PR #1361, opened 2026-07-08
Add token-based invite flow with revoke and pending invites list

hemant10yadav:
## Product Description

Workspace admins can now invite users who are not on the Connect platform. Invited users can sign up using the invitation link.

[final_1x.webm](https://github.com/user-attachments/assets/47f13bb5-a4ff-4c4e-89c8-03d00fc9c094)

## Technical Summary

[CI-768](https://dimagi.atlassian.net/browse/CI-768)

- Replaced the ad-hoc `invite_id` field on membership with a dedicated `OrganizationInvite` model carrying its own token, status, and 7-day expiry.
- The uniqueness constraint only applies while an invite is pending, so a revoked or expired invite can be sent again without hitting a duplicate error.
- The accept flow now branches on whether the invitee already has an account. Existing users get redirected straight into the workspace. Brand-new users land on a password-setup page that completes allauth signup.

### Safety story

Ran the full organization test suite locally and manually tested the invite, accept, and revoke flows against a local server.

### Automated test coverage

Added and updated tests for the model, form, task, and views. All 71 tests in the organization app pass.

### QA Plan

### Labels & Review

[CI-768]: https://dimagi.atlassian.net/browse/CI-768?atlOrigin=eyJpIjoiNWRkNTljNzYxNjVmNDY3MDlhMDU5Y2ZhYzA5YTRkZjUiLCJwIjoiZ2l0aHViLWNvbS1KU1cifQ


commcare_connect/organization/forms.py
```diff
@@ -147,16 +152,30 @@ def __init__(self, *args, **kwargs):
...
-        if not user:
-            raise ValidationError("User with this email does not exist or is already a member")
+        OrganizationInvite.retire_expired(self.organization, email)
+        if OrganizationInvite.objects.filter(
+            organization=self.organization, email=email, status=OrganizationInvite.Status.INVITED
+        ).exists():
+            raise ValidationError(gettext("An invite has already been sent to this email."))
 
-        self.instance.user = user
         return email
```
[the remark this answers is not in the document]
hemant10yadav: Thanks, fixed in 3f15e9e.

commcare_connect/organization/models.py
```diff
@@ -80,4 +82,62 @@ def is_program_manager(self):
...
+            days=self.EXPIRY_DAYS
+        )
+
+    @classmethod
+    def retire_expired(cls, organization, email):
+        """Frees up the unique pending-invite slot so a lapsed invite can be re-sent."""
+        cutoff = timezone.now() - timedelta(days=cls.EXPIRY_DAYS)
+        cls.objects.filter(
+            organization=organization, email=email, status=cls.Status.INVITED, date_created__lt=cutoff
+        ).update(status=cls.Status.EXPIRED, modified_by=email)
```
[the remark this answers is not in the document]
hemant10yadav: Thanks, fixed in 3f15e9e.

commcare_connect/organization/models.py
```diff
@@ -80,4 +82,62 @@ def is_program_manager(self):
...
+
+    def accept(self, user):
+        membership, _created = UserOrganizationMembership.objects.get_or_create(
+            organization=self.organization, user=user, defaults={"role": self.role}
+        )
+        self.status = self.Status.ACCEPTED
+        self.modified_by = user.email
+        self.save(update_fields=["status", "modified_by", "date_modified"])
+        return membership
```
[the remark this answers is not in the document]
hemant10yadav: Thanks, fixed in 3f15e9e.

commcare_connect/organization/tables.py
```diff
@@ -41,3 +42,28 @@ class Meta:
...
+        return format_html("<div class=' underline underline-offset-4'>{}</div>", value)
+
+    def render_revoke(self, record):
+        return format_html(
+            '<button type="button" class="button button-sm outline-style text-red-600" '
+            'hx-post="{}" hx-target="#pending_invites_container" hx-swap="innerHTML" hx-confirm="{}">{}</button>',
+            record.get_revoke_url(),
+            gettext("Revoke invite for {email}?").format(email=record.email),
+            gettext("Revoke"),
+        )
```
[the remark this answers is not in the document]
hemant10yadav: Thanks, fixed in 3f15e9e.

commcare_connect/organization/views.py
```diff
@@ -96,13 +108,67 @@ def remove_members(request, org_slug):
...
-        request, message=gettext("Accepted invite for joining {org_slug} workspace.").format(org_slug=org_slug)
+def accept_invite(request, org_slug, token):
+    invite = get_object_or_404(OrganizationInvite, token=token, organization__slug=org_slug)
+
+    if invite.status != OrganizationInvite.Status.INVITED or invite.is_expired:
+        if invite.status == OrganizationInvite.Status.INVITED and invite.is_expired:
+            invite.status = OrganizationInvite.Status.EXPIRED
+            invite.save(update_fields=["status", "date_modified"])
+        messages.error(request, gettext("This invitation has expired. Ask an admin to send you a new one."))
+        return redirect("account_login")
```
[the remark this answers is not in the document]
hemant10yadav: Thanks, fixed in 3f15e9e.

commcare_connect/organization/models.py
```diff
@@ -80,4 +82,62 @@ def is_program_manager(self):
...
+    @classmethod
+    def retire_expired(cls, organization, email):
+        """Frees up the unique pending-invite slot so a lapsed invite can be re-sent."""
+        cutoff = timezone.now() - timedelta(days=cls.EXPIRY_DAYS)
+        cls.objects.filter(
+            organization=organization, email=email, status=cls.Status.INVITED, date_created__lt=cutoff
+        ).update(status=cls.Status.EXPIRED, modified_by=email)
+
+    def accept(self, user):
+        membership, _created = UserOrganizationMembership.objects.get_or_create(
```
Charl1996: If a UserOrganizationMembership already exists it seems like this path would allow the already invited user to "accept" an invite for a different role on the same group and in that way change their role.

Granted, the invite will have to be triggered by an admin, but just noting the possibility here in case it's unintended.

commcare_connect/organization/forms.py
```diff
@@ -147,16 +152,30 @@ def __init__(self, *args, **kwargs):
         )
 
     def clean_email(self):
-        email = self.cleaned_data["email"]
-        user = User.objects.filter(email=email).exclude(memberships__organization=self.organization).first()
+        email = self.cleaned_data["email"].strip().lower()
```
Charl1996, line 155: 👍

commcare_connect/organization/models.py
Charl1996: I see 2 commits later we do check if the user already exists as a member of this org, so maybe the above is less of a concern.

commcare_connect/organization/forms.py
```diff
@@ -147,16 +152,30 @@ def __init__(self, *args, **kwargs):
...
+
+        if User.objects.filter(email=email, memberships__organization=self.organization).exists():
+            raise ValidationError(gettext("This person is already a member of this workspace."))
 
-        if not user:
-            raise ValidationError("User with this email does not exist or is already a member")
+        OrganizationInvite.retire_expired(self.organization, email)
```
Charl1996: Nit: Would marking previous invites as "revoked" not be more accurate here?

commcare_connect/organization/tables.py
```diff
@@ -41,3 +42,28 @@ class Meta:
...
+
+    class Meta:
+        model = OrganizationInvite
+        fields = ("email", "role", "date_created")
+        sequence = ("index", "email", "role", "date_created", "revoke")
+
+    def render_role(self, value):
+        return format_html("<div class=' underline underline-offset-4'>{}</div>", value)
+
+    def render_revoke(self, record):
```
Charl1996: Instead of manually constructing the template in python we can use [TemplateColum](https://django-tables2.readthedocs.io/en/latest/pages/api-reference.html#django_tables2.columns.TemplateColumn)

commcare_connect/organization/views.py
```diff
@@ -96,13 +108,67 @@ def remove_members(request, org_slug):
     return redirect(redirect_url)
 
 
-@login_required
-def accept_invite(request, org_slug, invite_id):
-    get_object_or_404(UserOrganizationMembership, invite_id=invite_id, organization__slug=org_slug)
-    messages.success(
-        request, message=gettext("Accepted invite for joining {org_slug} workspace.").format(org_slug=org_slug)
+def accept_invite(request, org_slug, token):
```
Charl1996, line 112: Should we rate limit this endpoint since it's open to the public?

Charl1996, line 112: There's a lot of branching going on in this function. Can we refactor this function a bit?

Charl1996:
Overall looking good. Just 1 or 2 queries.

commcare_connect/organization/models.py
hemant10yadav: Good catch — but `clean_email` already blocks inviting someone who's already a member of this org (`memberships__organization=self.organization` check), so by the time `accept()` runs the invitee shouldn't have an existing membership here under normal flow. Matches what you found in the later commit, so I think we're good.

commcare_connect/organization/forms.py
hemant10yadav: `retire_expired` only touches invites where `date_created__lt=cutoff`, i.e. ones that are genuinely past the 7-day window — so "expired" is accurate here. "Revoked" would imply an admin explicitly pulled the invite, which isn't what's happening, it just aged out on its own.

commcare_connect/organization/tables.py
hemant10yadav: Good call, switched `render_revoke` to a `TemplateColumn` — done in 81e020a5.

commcare_connect/organization/views.py
hemant10yadav: Fair instinct — but the endpoint is also token-gated, same threat model as a password-reset link, which isn't rate-limited here either.

hemant10yadav: Agreed, split it into `_reject_invalid_invite`, `_accept_invite_for_authenticated_user`, `_redirect_existing_user_to_login`, and `_accept_invite_for_new_user` — done in 697145f5.

commcare_connect/organization/forms.py
```diff
@@ -147,16 +152,30 @@ def __init__(self, *args, **kwargs):
...
-        email = self.cleaned_data["email"]
-        user = User.objects.filter(email=email).exclude(memberships__organization=self.organization).first()
+        email = self.cleaned_data["email"].strip().lower()
+
+        if User.objects.filter(email__iexact=email, memberships__organization=self.organization).exists():
+            raise ValidationError(gettext("This person is already a member of this workspace."))
 
-        if not user:
-            raise ValidationError("User with this email does not exist or is already a member")
+        OrganizationInvite.retire_expired(self.organization, email)
```
sravfeyn: Do we not need to say "The invite expired" if it actually expired here?

commcare_connect/organization/models.py
```diff
@@ -80,4 +82,62 @@ def is_program_manager(self):
...
+        INVITED = "invited", _("Invited")
+        ACCEPTED = "accepted", _("Accepted")
+        REVOKED = "revoked", _("Revoked")
+        EXPIRED = "expired", _("Expired")
+
+    organization = models.ForeignKey(Organization, on_delete=models.CASCADE, related_name="invites")
+    email = models.EmailField()
+    role = models.CharField(max_length=20, choices=UserOrganizationMembership.Role.choices)
+    status = models.CharField(max_length=20, choices=Status.choices, default=Status.INVITED)
+    token = models.CharField(max_length=64, unique=True, default=_generate_invite_token)
```
sravfeyn: I think we can directly do `default=secrets.token_urlsafe`.

commcare_connect/organization/models.py
```diff
@@ -80,4 +82,62 @@ def is_program_manager(self):
...
+                fields=["organization", "email"],
+                condition=models.Q(status="invited"),
+                name="unique_pending_org_invite",
+            )
+        ]
+
+    def __str__(self):
+        return f"Invite for {self.email} to {self.organization}"
+
+    def get_revoke_url(self):
```
sravfeyn: `nit`: I wouldn't put this here. Also it doesn't need to be defined as a method, it's getting used only once?

commcare_connect/organization/models.py
```diff
@@ -80,4 +82,62 @@ def is_program_manager(self):
...
+        return self.status == self.Status.INVITED and self.date_created < timezone.now() - timedelta(
+            days=self.EXPIRY_DAYS
+        )
+
+    @classmethod
+    def retire_expired(cls, organization, email):
+        """Frees up the unique pending-invite slot so a lapsed invite can be re-sent."""
+        cutoff = timezone.now() - timedelta(days=cls.EXPIRY_DAYS)
+        cls.objects.filter(
+            organization=organization, email=email, status=cls.Status.INVITED, date_created__lt=cutoff
```
sravfeyn: I think we could model the re-invite workflow to be more simple by using `OrganizationInvite.objects.update_or_create` and remove the need for tracking/deleting stale ones. That would also simplify the unique constraint on the model, and potentially remove the need for `Expired` status as well. (Reinvites can be inferred via pg_history already).

sravfeyn: Though, if it's a bigger lift, I wouldn't worry about it. Worth considering.

commcare_connect/organization/views.py
sravfeyn: `nit` For future. I would use a CBV with separate methods than separate functions since they are logically all tied together, and wouldn't need to pass around request/invite to each method.

commcare_connect/templates/organization/accept_invite.html
```diff
@@ -0,0 +1,72 @@
+{% extends "account/base.html" %}
+{% load i18n %}
+{% block head_title %}
+  {% translate "Join Workspace" %}
+{% endblock %}
+{% block inner %}
+  <div class="w-full min-h-[620px] h-fit flex flex-col gap-4">
+    <form method="post"
+          class="flex flex-col gap-4"
+          x-data="{ password: '', confirmPassword: '', termsChecked: false, isFormValid() { return this.termsChecked && this.password && this.confirmPassword; } }">
```
sravfeyn, line 10: I think these come from `account/signup.html` and `account/password_reset_from_key.html`, should they be extracted into a reusable template component?

commcare_connect/organization/forms.py
Charl1996: Oh, right. I thought the intent was to "invalidate" the existing invite and generate a new one, but seems not.

commcare_connect/organization/forms.py
hemant10yadav: Traced through this — `retire_expired()` runs before the "already sent" check, so any expired invite gets flipped to `EXPIRED` and excluded from the query first. By the time we'd hit the "already sent" error, the invite is genuinely still active, so the message is accurate. No case where it says "already sent" for an actually-expired one.

commcare_connect/organization/models.py
hemant10yadav: Done in [528723a8](https://github.com/dimagi/commcare-connect/commit/528723a88393cf911b2737f5d7e7075487e713f0).

commcare_connect/organization/models.py
hemant10yadav: Agreed, moved it — the revoke URL is now built inline in the `PendingInviteTable` template column via `{% url %}` instead of a model method. [528723a8](https://github.com/dimagi/commcare-connect/commit/528723a88393cf911b2737f5d7e7075487e713f0).

commcare_connect/templates/organization/accept_invite.html
hemant10yadav: Good catch — extracted a shared `account/password_field.html` partial and reused it across `signup.html`, `password_reset_from_key.html`, and `accept_invite.html`. [690f3737](https://github.com/dimagi/commcare-connect/commit/690f373720dad7a8ef6e4d1cae6dfe3513ca92dc).

commcare_connect/organization/models.py
hemant10yadav: Went ahead and did this after all — replaced `retire_expired()`/`EXPIRED` status with `send_invite()` using `update_or_create`, so there's one row per (org, email) that gets reset in place on re-invite. `is_expired` now checks `date_modified` instead of the immutable `date_created`. [24053843](https://github.com/dimagi/commcare-connect/commit/24053843dc7d1763a2582fbd01158c9306715089).

commcare_connect/templates/account/password_field.html
```diff
@@ -0,0 +1,14 @@
+<div class="input-group {% if field.errors %}error{% endif %}">
+  <div class="simple-input">
+    <input type="password"
+           placeholder="{{ placeholder }}"
+           required
+           id="{{ field.auto_id }}"
+           name="{{ field.html_name }}"
+           {% if persist_value and field.value != None %}value="{{ field.value|stringformat:'s' }}"{% endif %}
+           {% if x_model %}x-model="{{ x_model }}"{% endif %}>
```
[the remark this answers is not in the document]
hemant10yadav: Fixed it! I accidentally deleted your reply earlier.

commcare_connect/organization/forms.py
sravfeyn: I am not able to fully follow but I was referring to whether when a user clicks expired invite should we say "The invite expired", similar to other errors you have added here.

sravfeyn: I see it below in the view. 👍

sravfeyn (approved):
LGTM. Thanks!

Charl1996 (approved):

Problem to solve: Retrieve each line from the records above where the word "extracted" occurs.

Task response:
sravfeyn, line 10: I think these come from `account/signup.html` and `account/password_reset_from_key.html`, should they be extracted into a reusable template component?
hemant10yadav: Good catch — extracted a shared `account/password_field.html` partial and reused it across `signup.html`, `password_reset_from_key.html`, and `accept_invite.html`. [690f3737](https://github.com/dimagi/commcare-connect/commit/690f373720dad7a8ef6e4d1cae6dfe3513ca92dc).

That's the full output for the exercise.